彼ら曰く、入門編として選曲されたアルバムということで、確かにRay Charles「What'd I Say」やSam&Dave「Soul Man」(彼らのライブの始まりの音楽ですね!)など、スタンダードナンバーがメインの選曲になっています。正直、超有名って感じかなぁ、というくらいのちょっと渋い選曲もあるのですが、確かにこの曲をきっかけにさかのぼって、ソウルやR&Bの世界に入り込める、そんなアルバムだったと思います。
基本的に彼らがリスペクトするミュージシャンたちの曲のカバーだけあって、原曲を大きく変化させたような曲はありません。例えばHowlin' Wolfの「Spoonful」では、あのしゃがれ声の迫力あるボーカルに、必死に追いつこうとしているROYのボーカルがとても好感が持てるカバーになっています。
ただ、その一方で原曲に従いつつも、それなりにTHE BAWDIESなりの解釈を加えつつ、ちゃんとTHE BAWDIESというバンドが、2014年という今の時代に奏でるサウンドにつくりあげています。音圧が増えたという点もあるのですが、ガレージバンドとしてのフィルターを通しているような印象を受けました。そういう意味では、単なる一方的な敬愛だけではなく、THE BAWDIESとしての主張と、今のバンドの自信も感じられるカバーだと思います。
THE BAWDIESのファンなら、これを機に原曲もあさってほしいなぁ、という感じもします。特に、邦楽しか聴かないTHE BAWDIESのファンにとっては、洋楽への最適なガイドブックにもなるのではないでしょうか?まあ、時代性もあるので、いきなり原曲を聴いてもピンと来ないかもしれませんが・・・そういう方は、今話題のTHE STRYPESとかいかが?

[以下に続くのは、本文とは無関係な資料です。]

PR #28016, opened 2019-09-18
Updating Puppiproducer to include fillDescriptions

alefisico:
#### PR description:

To test PUPPI at HLT for Run3/PhaseII, PuppiProducer has to be updated with the fillDescription function to be recognized in condfb. This PR introduces this function in that producer. This change should be completely transparent to the PUPPI algorithm itself, or any other part of CMSSW.

#### PR validation:

Run `runTheMatrix.py -l limited -i all --ibeos`, and all the test passed. Here is the output of it: https://cernbox.cern.ch/index.php/s/QbCjBhba83NjFCr

PR #28048, opened 2019-09-22
HGCal - bugfix: Fix clamp range in tiling

felicepantaleo:
#### PR description:
The upper limit when using `std::clamp` on the number of bins should be the number of bins minus 1.
When hitting the very last bin, this could lead to SEGFAULT.

@rovere @ZihengChen

### DIFF
--- a/DataFormats/HGCalReco/interface/TICLLayerTile.h
+++ b/DataFormats/HGCalReco/interface/TICLLayerTile.h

そんな訳で、ソウルやR&B、ブルースに深い愛情を抱く彼らが、バンドとしての自信を得た結成10年たった今だからこそリリースできたようなカバーアルバムだったと思います。THE BAWDIESの先人に対する愛情と、そしてバンドとしての実力を実感できたアルバムでした。
評価:★★★★★
THE BAWDIES 過去の作品
THIS IS MY STORY
THERE'S NO TURNING BACK
LIVE THE LIFE I LOVE
1-2-3
ほかに聴いたアルバム
どこまでいくの実況録音145分/ハナレグミ,So many tears
スカパラ茂木欣一、加藤隆志と、FISHMANSやPolarisで活躍する柏原譲からなるロックバンド、So many tearsとハナレグミとのコラボライブの模様を収録したライブ盤。ゲストとしてスカパラの沖祐市も加えた豪華なラインナップで、本人たちの曲のみならず、スカパラやSUPER BUTTER DOG、FISHMANSのカバーに、さらにはマイケル・ジャクソンや杏里のカバーまで収録。みっちり2枚組145分のボリューミーな内容になっています。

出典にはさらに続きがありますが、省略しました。